Saved entries:

■ ■ ■ ■ ■ ■ ■

PR #378, opened 2026-04-15
Let the docker command succeed in non-interactive-land.

csilvers:
## Summary:
The build-current-sqlite jenkins job has been failing for the last
several weeks.  Looking into it, the problem is in running
`docker exec -it`:
```
cannot attach stdin to a TTY-enabled container because stdin is not a terminal
```

I just remove the `-it`, along the lines of the other `docker exec`
call in this file.  Hopefully that is enough to get things working
again.

Issue: https://jenkins.khanacademy.org/job/misc/job/build-current-sqlite/1610/console

## Test plan:
Fingers crossed

### DIFF
--- a/jobs/build-current-sqlite.groovy
+++ b/jobs/build-current-sqlite.groovy
@@ -59,11 +59,14 @@ def runScript() {
 
          // Send SIGTERM to the firestore-emulator-plus wrapper to have
          // Firestore write out its backing file. The wrapper runs as PID 1.
+         // NOTE: we can't use `docker exec -it` since we are not attached
+         // a terminal and are not interactive.  But we can run dash instead
+         // and get the same effect.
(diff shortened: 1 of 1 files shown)


MiguelCastillo (approved):
Good catch!

jobs/build-current-sqlite.groovy
```diff
@@ -59,11 +59,14 @@ def runScript() {
 
          // Send SIGTERM to the firestore-emulator-plus wrapper to have
          // Firestore write out its backing file. The wrapper runs as PID 1.
+         // NOTE: we can't use `docker exec -it` since we are not attached
+         // a terminal and are not interactive.  But we can run dash instead
+         // and get the same effect.
```
MiguelCastillo, line 64: TIL about dash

■ ■ ■ ■ ■ ■ ■

BRIEF -> When a line in the records above contains the word "sqlite", copy it.

SOLUTION TO THIS PROBLEM ->
The build-current-sqlite jenkins job has been failing for the last
Issue: https://jenkins.khanacademy.org/job/misc/job/build-current-sqlite/1610/console
--- a/jobs/build-current-sqlite.groovy
+++ b/jobs/build-current-sqlite.groovy
jobs/build-current-sqlite.groovy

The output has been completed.